- Gmina Pokrzywnica Location within Poland
- Coordinates (Pokrzywnica): 52°37′12″N 21°0′45″E﻿ / ﻿52.62000°N 21.01250°E
- Country: Poland
- Voivodeship: Masovian
- County: Pułtusk
- Seat: Pokrzywnica

Area
- • Total: 120.99 km^{2} (46.71 sq mi)

Population (2011)
- • Total: 4,876
- • Density: 40.30/km^{2} (104.4/sq mi)
- Website: www.pokrzywnica.pl

= Gmina Pokrzywnica =

Gmina Pokrzywnica is a rural gmina (administrative district) in Pułtusk County, Masovian Voivodeship, in east-central Poland. Its seat is the village of Pokrzywnica, which lies approximately 11 km south-west of Pułtusk and 45 km north of Warsaw.
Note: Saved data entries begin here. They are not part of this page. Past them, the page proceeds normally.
PR #390, opened 2026-03-30
Add support for updating the account profile

thandal:
Supports setting name, about, emoji, and discoverability.

### DIFF
--- a/presage/src/manager/registered.rs
+++ b/presage/src/manager/registered.rs
@@ -3,6 +3,7 @@ use std::sync::{Arc, OnceLock};
 use std::time::{SystemTime, UNIX_EPOCH};
 
 use futures::{future, AsyncReadExt, Stream, StreamExt};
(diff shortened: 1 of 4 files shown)


presage/src/manager/registered.rs
```diff
@@ -563,7 +617,7 @@ impl<S: Store> Manager<S, Registered> {
         // oneshot::channel() or CancellationToken because of !Send constraints in the Store.
         let refresh_registration_task = async move {
             if let Err(error) =
-                set_account_attributes(&mut account_manager, &store_inner, &registration_data_inner)
+                set_account_attributes(&mut account_manager, &store_inner, &registration_data_inner, true)
```
Schmiddiii: This will overwrite `discoverable_by_phone_number=true` every time the message loop is started, making your `set_phone_number_discoverability` pretty much useless.
We'll probably need to store the setting, make the parameter optional, and fetch it when setting account attributes with the parameter not given.

PR #393, opened 2026-04-05
fix: preserve disappearing_messages_timer during group upsert

### LINKED ISSUE #392: upsert_group overwrites disappearing_messages_timer with server-fetched value (always None)
When a group message arrives, `upsert_group()` re-fetches the group metadata
from the Signal server. The server does not store `disappearing_messages_timer`
(it's client-side state managed via `DataMessage.expire_timer` on individual
messages), so the fetched group always has `disappearing_messages_timer: None`.

This overwrites any locally stored timer value that was previously set via
`update_expire_timer()` when processing an incoming message with
`expire_timer` set.

The result: downstream clients calling `store.expire_timer(&thread)` for a
group always get `None`, even if the group has disappearing messages enabled
and the timer was correctly stored moments earlier by `save_message()`.

## Reproduction

1. Enable disappearing messages on a group chat (from another client)
2. Receive a message in that group via presage
3. Observe: `update_expire_timer` correctly stores the timer
4. Observe: `upsert_group` then re-fetches the group and overwrites
   `disappearing_messages_timer` with `None`
5. Subsequent calls to `store.expire_timer(&thread)` return `None`

This can be confirmed with `RUST_LOG=presage=trace` — the trace output
from `upsert_group` shows `disappearing_messages_timer: None` on the
server-fetched group.

## Impact

Downstream clients (gurk-rs, Flare) that rely on `store.expire_timer()`
to set `expire_timer` on outgoing messages will send messages without
the timer, which can disrupt disappearing messages for other participants.

Related: #168 — this bug is a prerequisite for correctly implementing
client-side message expiration.

## Fix

Proposed fix: preserve the locally stored `disappearing_messages_timer`
during group upsert when the server-fetched value is `None`.

## Context

We have a working implementation of disappearing messages in gurk-rs
(boxdot/gurk-rs) that works around this issue by storing the timer
independently on the client side. The implementation does not depend
on this fix but would benefit from it — downstream clients could read
the timer from presage's store rather than maintaining their own copy.

The gurk-rs disappearing messages work is pending upstream review of
prerequisite PRs (boxdot/gurk-rs#519, boxdot/gurk-rs#518).

cwedgwood:
Fixes #392

When a group message arrives, `upsert_group()` re-fetches the group from
the Signal server. The server does not store `disappearing_messages_timer`
(it's client-side state), so the fetched group always has it as `None`.
This overwrites any locally stored timer value.

Fix: read the existing timer before the fetch. After decrypting the new
group, restore the old timer only if the server didn't provide one.
This preserves client-side state while remaining forward-compatible if
the server starts including the timer in future.


gferon:
Thanks a lot, this is a great fix!

Schmiddiii:
Isn't this already fixed by #397?
At least with my tesing of disappearing messages in groups, my fix works as expected.

gferon:
This is true, I literally forgot I merged your patch @Schmiddiii (🧠 has left the room).

cwedgwood:
Closing — this is superseded by #397 which was merged and fixes the same issue. Thanks @Schmiddiii!

PR #407, opened 2026-05-31
Allow non-mutable references for all store functions and some manager functions

Schmiddiii:
This allows parallelizing e.g. fetching avatars. I've kept functions that send messages mut, as those should (to my knowledge) not allow parallel execution.

### DIFF
--- a/presage-cli/src/main.rs
+++ b/presage-cli/src/main.rs
@@ -770,7 +770,7 @@ async fn run<S: Store>(subcommand: Cmd, store: S) -> anyhow::Result<()> {
             uuid,
             mut profile_key,
         } => {
-            let mut manager = load_registered_and_receive(store).await?;
+            let manager = load_registered_and_receive(store).await?;
             if profile_key.is_none() {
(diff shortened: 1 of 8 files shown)


boxdot (approved):
Just be careful with multiple writes on sqlite.

Schmiddiii:
> Just be careful with multiple writes on sqlite.

True, I think it can deadlock? We certainly want to avoid that. As this actually was not that much of a performance improvement than I hoped, I'm also fine with keeping it as-is if that means no deadlocks.

boxdot:
It should not deadlock but it might timeout on write operations. Therefore they should be atomic that is inside a transaction. And you might read stale data if a write transaction is currently running.

Schmiddiii:
Timeouts are still pretty terrible. Given that the store is supposed to be used by clients as well, I don't think risking missuse leading to timeouts is worth the potential performance improvements of fetching avatars in parallel. I'll therefore close it. But if you or @gferon feel different about it, we can still do it.

PR #415, opened 2026-06-20
Fix session-reset

Schmiddiii:
The session-reset mechanism changed a while ago. Implement the new method.


Schmiddiii:
This is very subtly wrong: Deleting and archiving sessions are indeed different. The problem with deleting sessions, as done in here, is that afterwards libsignal_service does not have the information anymore what the other devices are. One therefore needs to archive the session. For that to be handled correctly, https://github.com/whisperfish/libsignal-service-rs/pull/443 is also needed.

Marking as a draft for now.

Schmiddiii:
Temporarily based this MR on #416 as well as on my fork of libsignal-service-rs, to allow implementing the proper fix.

PR #416, opened 2026-06-24
Update libsignal-service-rs

Schmiddiii:
Mostly change of the `Metadata::timestamp` type to `DateTime<Utc>`, as well as the introduction of the new `Metadata::server_timestamp`.


Schmiddiii:
Did not update to the latest commit, as that would require pretty large changes (support for syncing the account entropy pool from the main device, storage of the account entropy pool). Currently too hot where I am to even think about implementing that.

PR #430, opened 2026-08-09
Expose link-time history transfer credentials

emilianscheel:
Adds a backwards-compatible link_secondary_device_with_history entry point while keeping link_secondary_device unchanged. It returns the one-time ephemeral backup key, ACI, device ID, and password required to authenticate Signal's initial transfer_archive flow. Depends on whisperfish/libsignal-service-rs#466; the temporary fork pin will be replaced with the merged upstream revision before this leaves draft.


Schmiddiii:
Thanks for the PR. Any reason we can't just add an optional `ephemeral_backup_key` field to `RegistrationData` and keep the public API otherwise unchanged? Seems to be similar to what Signal Android does (`Database.proto` contains `ephemeralBackupKey` in  `LinkedDeviceInfo`).

PR #264, opened 2017-08-02
Make taskgraph stand alone service: working callback

tannoa2:
Signed-off-by: Geoff Reid <geoff.reid@dell.com>


tannoa2:
jenkins depends on: https://github.com/RackHD/on-http/pull/723
jenkins depends on: https://github.com/RackHD/RackHD/pull/848

api/rest/notification.js
```diff
@@ -0,0 +1,37 @@
+// Copyright 2017, EMC Inc.
+
+'use strict';
+
+var injector = require('../../index.js').injector;
+var controller = injector.get('Http.Services.Swagger').controller;
+var notificationApiService = injector.get('Http.Services.Api.Notification');
```
iceiilin: This name is the same as that in on-http, which might confuse others as whether these two processes have dependencies. I would suggest to change it to some name like "Taskgraph.Services.Api.Notification", and it could also be applied to other services under on-taskgraph.

anhou:
@tannoa2   @geoff-reid  Before going into the details. I have a question that how do you plan to treat southbound/northbound in on-http service, and related concept in on-taskgraph.  or Both on-http and on-taskgraph have nortbound and southbound? how do they communicate? I also raise the same question previously. it was not answered clearly due to it was in POC stage then. now it's submitting the codes, I think we have to understand clearly before they're merged

keedya:
@RackHD/committers

app.js
```diff
@@ -0,0 +1,177 @@
...
+            server.listen(config.httpPort, config.hostname, function () {
+                logger.info('Your server is listening on port %d'.format(config.httpPort));
+                logger.info('Swagger-ui is available on http://%s:%d/docs'
+                    .format(config.hostname, config.httpPort));
+            });
+        });
+    }
+
+    function stop() {
+
```
keedya: @tannoa2 this is missing

`function stop() {
        return Promise.map(services, function(service) {
             return service.stop();
        })
        .then(function() {
            return core.stop();
        });
    }`

index.js
```diff
@@ -112,20 +72,7 @@ taskGraphRunner.start(options)
...
-        .finally(function () {
-            if (server) {
-                server.close();
-            }
-            process.nextTick(function () {
-                process.exit(1);
-            });
-        });
-});
+
```
keedya: @tannoa2 we need this code for SIG interrupts

PR #267, opened 2017-08-08
RAC-5886 Update dell-wsman-update-systemcomponents-graph.js to get la…

patelb10:
…test inventory


patelb10:
It was noticed that attributes were not applied when updating via:
/redfish/v1/Systems/{id}/Bios/Settings
The workflow was working although the inventory was never requeried.
Here we update "dell-wsman-update-systemcomponents-graph.js" so it can get new updated attributes when complete.

patelb10:
Paired with @jimturnquist

patelb10:
@johren

PR #271, opened 2017-08-11
RAC-5886 Update dell-wsman-update-systemcomponents-graph.js to get la…

patelb10:
…test inventory


patelb10:
@jimturnquist @pathakvaidehi2391

PR #278, opened 2017-08-24
To updte the failed graph status before pulbishing graph fail

sunnyqianzhang:
Before code change, when a taskgraph failed, it will first publish the graph finished event, and then update the taskgraph status. The issue it introduced is that: for the published graph, the status is not yet up-to-date.

The code change is to fix the problem: when a graph failed, change the graph status before publishing the graph finished event.

@pengz1 @iceiilin @lanchongyizu 
Note this code review and the other unmerged code review all changed the file lib/task-schedule.js, whichever one is merged first, the other two need rebase.
 https://github.com/RackHD/on-taskgraph/pull/
https://github.com/RackHD/on-taskgraph/pull/230

### DIFF
--- a/lib/task-scheduler.js
+++ b/lib/task-scheduler.js
@@ -412,17 +412,12 @@ function taskSchedulerFactory(
      */
     TaskScheduler.prototype.failGraph = function(data, graphState) {
         var self = this;
+        var graphToBePublished;
         return Rx.Observable.just(data.graphId)
         .flatMap(store.getActiveGraphById)
         .filter(function(graph) {return !_.isEmpty(graph);})
-        .tap(function(graph) {
-            return graphProgressService.publishGraphFinished(
-                graph,
-                graphState,
-                {swallowError: true}
-            );
-        })
         .map(function(doneGraph) {
+            graphToBePublished = _.cloneDeep(doneGraph);
             return _.map(doneGraph.tasks, function(taskObj) {
                 if(taskObj.state ===  Constants.Task.States.Pending) {
                     taskObj.state = graphState;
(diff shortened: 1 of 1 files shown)


lib/task-scheduler.js
```diff
@@ -428,7 +429,6 @@ function taskSchedulerFactory(
             });
         })
         .flatMap(self.handleFailGraphTasks.bind(self))
-        .flatMap(store.setGraphDone.bind(store, graphState, data))
         // setGraphDone can return null if another source has already updated
         // the graph state. Don't publish the same event twice.
         .filter(function(graph) { return graph; })
```
lanchongyizu: This filter is related with `setGraphDone,` so we can't just move `setGraphDone` only. 
In addition, since we want to `publish progress finished event` after graph is set to Done, we can keep a copy of original graph data, and `publish progress finished event` after the filter.

lib/task-scheduler.js
```diff
@@ -409,6 +409,7 @@ function taskSchedulerFactory(
         var self = this;
         return Rx.Observable.just(data.graphId)
         .flatMap(store.getActiveGraphById)
+        .flatMap(store.setGraphDone.bind(store, graphState, data))
```
pengz1: You should at least move this line after the "filter" line.

lib/task-scheduler.js
pengz1: Agree

lib/task-scheduler.js
```diff
@@ -412,17 +412,13 @@ function taskSchedulerFactory(
      */
     TaskScheduler.prototype.failGraph = function(data, graphState) {
         var self = this;
+        var graphToBePublished;
         return Rx.Observable.just(data.graphId)
         .flatMap(store.getActiveGraphById)
+        //.flatMap(store.setGraphDone.bind(store, graphState, data))
```
lanchongyizu: No need to add this line.

lib/task-scheduler.js
```diff
@@ -433,15 +429,22 @@ function taskSchedulerFactory(
             });
         })
         .flatMap(self.handleFailGraphTasks.bind(self))
-        .flatMap(store.setGraphDone.bind(store, graphState, data))
         // setGraphDone can return null if another source has already updated
         // the graph state. Don't publish the same event twice.
+        .flatMap(store.setGraphDone.bind(store, graphState, data))
```
lanchongyizu: No need to move this line.

PR #280, opened 2017-08-31
Fix unit test error caused by modification on on-core

sunnyqianzhang:
jenkins: depends on https://github.com/RackHD/on-core/pull/296
The error found in continuous-integration/travis-ci/pr is expected and could be ignore. When pulling the two dependent PR down and run locally, the issue doesn't exists


sunnyqianzhang:
test this please

sunnyqianzhang:
The error found in continuous-integration/travis-ci/pr is expected and could be ignore. When pulling the two dependent PR down and run locally, the issue doesn't exists

PR #292, opened 2017-10-05
fix a buffer limit in the southbound

keedya:


keedya:
@geoff-reid  @tannoa2

PR #316, opened 2017-10-31
Remove obsolete parameter after WSMAN control job refine

nortonluo:
Background

The original WSMAN based job is out of date after SMI service updated its input parameters. And also it is lack of unit test and option schema check. Currently we refine all WSMAN implementation and aimed to integrate SMI service with RackHD and replace the RACADM. We refined the WSMAN work job arch. Now it use the new common WSMAN base job as base classs and WSMAN tool as util to send out request to SMI service. The parameters used in old wsman taskgraph are obsolete now.

Detail

Remove obsolete parameters in firmware update graph.

Test Result

Tested pass on Dell R730 server.

Review: @yaolingling @anhou @lanchongyizu @AlaricChan

### DIFF
--- a/lib/graphs/dell-wsman-update-firmware-graph.js
+++ b/lib/graphs/dell-wsman-update-firmware-graph.js
@@ -5,13 +5,7 @@
 module.exports = {
     friendlyName: 'Dell wsman Update Firmware Graph',
     injectableName: 'Graph.Dell.Wsman.Update.Firmware',
-    options: {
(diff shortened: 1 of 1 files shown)


lanchongyizu:
Please add `run-test` label to trigger Concourse CI.

nortonluo:
@lanchongyizu I thinks it's better to relay on schema.  The default value has no meaning(NULL) here to user.

PR #321, opened 2017-11-02
Update graph to use task

mtannous:
get-switch-config-graph.js
get-switch-version-graph.js
update-switch-firmware-graph.js


keedya:
@mtannous  does this PR has a on-tasks dependency?

mtannous:
Yes, it is in this one : https://github.com/RackHD/on-tasks/pull/542

nucklehead:
@keedya I think this can be merged now :-)

PR #327, opened 2017-11-09
Fix graph parameter

nortonluo:
## Background
This PR will fix the npm test fail in on-taskgraph. The unit test in on-taskgraph will check the paramters in schema. If the parameter do not have default value, it will throw an error. Recently the schema of wsman firmware update is newly updated, and will result unit test fail.

## Details
Set all the parameters required by schema in on-tasks default value as null.

### DIFF
--- a/lib/graphs/dell-wsman-update-firmware-graph.js
+++ b/lib/graphs/dell-wsman-update-firmware-graph.js
@@ -5,7 +5,11 @@
 module.exports = {
     friendlyName: 'Dell wsman Update Firmware Graph',
     injectableName: 'Graph.Dell.Wsman.Update.Firmware',
-    options: {},
+    options: {
+        shareFolderAddress: null,
+        shareFolderType: null,
+        shareFolderName: null
+    },
     tasks: [
         {
             label: 'dell-wsman-update-firmware',


yyscamper:
This is not about missing default value, but I believe this is a trick point. 

The unit-test only picks those graph definitions that don't have "null" options, so if you set a "null" option, the unit-test for that graph definition is actually been skipped. This code tell you everything: https://github.com/RackHD/on-taskgraph/blob/master/spec/lib/graph-library-spec.js#L53 .

Since you set a 'null' option, you are trying to skip the unit-test for that graph.

The unit-test for task-definition has the similar problem before, I fixed it by leveraging the task schema to generate faked options (thanks to the library [json-schema-faker](https://github.com/json-schema-faker/json-schema-faker). For example, if option `host` is required, it should be an IP address, but it doesn't have a default value in task definition, then `json-schema-faker` will use the schema of option `host` to generate a faked IP address (apparently it can pass the task schema validation). 
You can find the code for task definition validation from here: https://github.com/RackHD/on-tasks/blob/master/spec/lib/task-data/tasks/base-tasks-spec.js#L99

The benefit is:
(1) If the task has options schema defined, then it can be validated no matter those required options has default value or not.
(2) If the task has default options, then it can validate whether the default options is correct or not.

The reason why not implement this to graph definition:
(1) there are still many tasks don't have schema defined. But a graph depends on all embedded tasks have schema.

anhou:
this issue is fixed  by another PR https://github.com/RackHD/on-taskgraph/pull/328

PR #1149, opened 2015-08-13
Updated notes about new merge syntax

### LINKED ISSUE #1148: Reflect new merge syntax in contributing documentation
Reference https://github.com/openaddresses/machine/pull/180.

migurski:
We replaced the `auto_street` usage in the merge case, but what about the split case? Would it still be `auto_street` in the `street` tag, or should it be `OA:street` or something else?

* [x] Determine correct documentation for `auto_street` with split as well as merge.

Closes #1148.


migurski:
Got the nod from @ingalls.

PR #1157, opened 2015-08-17
updated url

corynissen:


iandees:
Looks good, thanks for updating the URL!

corynissen:
Does "skip": true need to be changed in order for these addresses to be processed?

migurski:
Yes, "skip" will need to be removed.

PR #1170, opened 2015-08-18
Move source files into subdirectories to make navigating easier

iandees:


migurski:
CI did not run on this pull request because the server timed out, I guess because it’s so enormous?

migurski:
Also I see you’re preserving the country code prefixes on the file names, i.e. `xx/xx-region.json`. The France files should be renamed to look like this, too.

ingalls:
Would you both be open for discussion for following the france example and dropping the county code? This seems redundant as it is in the file structure and the `coverage` object of the source.

migurski:
I’m open to that as well.

ingalls:
Also @iandees you'll need to update the node tests to recognize sub-directories. As it stands this change is not actually being tested by travis.

iandees:
Seems fine to me. I can adjust the PR this afternoon.

migurski:
Is this a rationale for using Python in the unit tests?

iandees:
I'm going to close and delete this branch so I can re-do it from master in one commit rather than bounce all over the place.

PR #1172, opened 2015-08-18
Update ca-on-west_parry_sound REST endpoint to new address layer

slibby:


migurski:
If you [add a `conform`](https://github.com/openaddresses/openaddresses/blob/master/CONTRIBUTING.md#conform-object) this should be complete. Try this? (Hope it works…)

```
"conform": {
  "type": "geojson",
  "number": "CivicNumber",
  "street": "CivicAddress",
  "city": "Municipality"
}
```

slibby:
I added a conform, let's see what the CI says....

migurski:
Sorry it’s taking a while, there’s a Polish Voivodship in line first.

migurski:
wps

ingalls:
@slibby Thanks for getting this in!

slibby:
@ingalls @migurski I noticed in looking at the latest run of failed datasets on data.oa.org that many of the Esri services have ```"type" : "csv"'``` in the conform. This one seemed to work after I changed it to ```"type" : "geojson" ```-- is this the right way of referencing these Esri layers? I see more that still have "csv" included, including one that you "fixed" here which I believe is failing now: https://github.com/openaddresses/openaddresses/blob/master/sources/us-ca-orange.json

ingalls:
@slibby I've been putting them as type csv as technically that is what they are when they reach the conform step of `machine`. The next iteration I do on this will be to abstract this away. At the moment there are several sources where you can put anything you want as the value as it is ignored.

migurski:
The type really shouldn’t be necessary inside the conform, it’s a bit of a mess until we get that out of the spec.

PR #1173, opened 2015-08-18
Rename French sources

iandees:
Remove accents (which were screwing up git/shell), change to underscore instead of dash.


migurski:
St. Pierre et Miquelon [is a skip](http://data.openaddresses.io.s3.amazonaws.com/runs/11436/output.txt), not a real failure.

PR #1176, opened 2015-08-18
Move sources into country/state directories

iandees:


ingalls:
This is awesome, thanks for getting this merged in!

The gmina covers an area of 120.99 km2, and as of 2006 its total population is 4,734 (4,876 in 2011).

==Villages==
Gmina Pokrzywnica contains the villages and settlements of Budy Ciepielińskie, Budy Obrębskie, Budy Pobyłkowskie, Ciepielin, Dzbanice, Dzierżenin, Gzowo, Karniewek, Kępiaste, Klaski, Klusek, Koziegłowy, Łępice, Łosewo, Łubienica, Łubienica-Superunki, Mory, Murowanka, Niestępowo Włościańskie, Nowe Niestępowo, Obręb, Obrębek, Olbrachcice, Piskornia, Pobyłkowo Duże, Pobyłkowo Małe, Pogorzelec, Pokrzywnica, Pomocnia, Strzyże, Świeszewo, Trzepowo, Witki, Wólka Zaleska and Zaborze.

==Neighbouring gminas==
Gmina Pokrzywnica is bordered by the gminas of Pułtusk, Serock, Winnica and Zatory.